Stored items
>>>

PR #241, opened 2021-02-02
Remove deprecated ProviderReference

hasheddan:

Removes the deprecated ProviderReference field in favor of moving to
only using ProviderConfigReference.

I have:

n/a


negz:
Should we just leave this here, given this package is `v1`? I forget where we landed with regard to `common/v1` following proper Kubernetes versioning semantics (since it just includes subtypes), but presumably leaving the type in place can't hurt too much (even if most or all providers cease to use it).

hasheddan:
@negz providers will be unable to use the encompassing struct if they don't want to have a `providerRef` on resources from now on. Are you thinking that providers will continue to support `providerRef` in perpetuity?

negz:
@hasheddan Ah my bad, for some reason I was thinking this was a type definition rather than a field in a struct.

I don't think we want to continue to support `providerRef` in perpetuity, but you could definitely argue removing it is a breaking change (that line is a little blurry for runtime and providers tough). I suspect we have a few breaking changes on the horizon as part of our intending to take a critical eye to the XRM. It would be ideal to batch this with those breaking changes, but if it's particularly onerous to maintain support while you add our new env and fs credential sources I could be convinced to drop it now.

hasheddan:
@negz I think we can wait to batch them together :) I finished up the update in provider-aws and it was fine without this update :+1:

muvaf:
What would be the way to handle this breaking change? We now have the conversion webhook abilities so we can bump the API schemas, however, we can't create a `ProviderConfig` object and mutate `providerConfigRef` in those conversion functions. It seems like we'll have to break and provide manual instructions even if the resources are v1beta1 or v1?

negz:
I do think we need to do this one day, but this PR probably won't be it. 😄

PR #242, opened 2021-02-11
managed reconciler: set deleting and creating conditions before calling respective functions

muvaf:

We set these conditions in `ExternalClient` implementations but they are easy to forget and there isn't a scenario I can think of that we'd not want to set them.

<<<

== Problem description ==
Repeat each of the entries above precisely as given.

== Exercise result ==
PR #241, opened 2021-02-02
Remove deprecated ProviderReference

hasheddan:

Removes the deprecated ProviderReference field in favor of moving to
only using ProviderConfigReference.

I have:

n/a


negz:
Should we just leave this here, given this package is `v1`? I forget where we landed with regard to `common/v1` following proper Kubernetes versioning semantics (since it just includes subtypes), but presumably leaving the type in place can't hurt too much (even if most or all providers cease to use it).

hasheddan:
@negz providers will be unable to use the encompassing struct if they don't want to have a `providerRef` on resources from now on. Are you thinking that providers will continue to support `providerRef` in perpetuity?

negz:
@hasheddan Ah my bad, for some reason I was thinking this was a type definition rather than a field in a struct.

I don't think we want to continue to support `providerRef` in perpetuity, but you could definitely argue removing it is a breaking change (that line is a little blurry for runtime and providers tough). I suspect we have a few breaking changes on the horizon as part of our intending to take a critical eye to the XRM. It would be ideal to batch this with those breaking changes, but if it's particularly onerous to maintain support while you add our new env and fs credential sources I could be convinced to drop it now.

hasheddan:
@negz I think we can wait to batch them together :) I finished up the update in provider-aws and it was fine without this update :+1:

muvaf:
What would be the way to handle this breaking change? We now have the conversion webhook abilities so we can bump the API schemas, however, we can't create a `ProviderConfig` object and mutate `providerConfigRef` in those conversion functions. It seems like we'll have to break and provide manual instructions even if the resources are v1beta1 or v1?

negz:
I do think we need to do this one day, but this PR probably won't be it. 😄

PR #242, opened 2021-02-11
managed reconciler: set deleting and creating conditions before calling respective functions

muvaf:

We set these conditions in `ExternalClient` implementations but they are easy to forget and there isn't a scenario I can think of that we'd not want to set them.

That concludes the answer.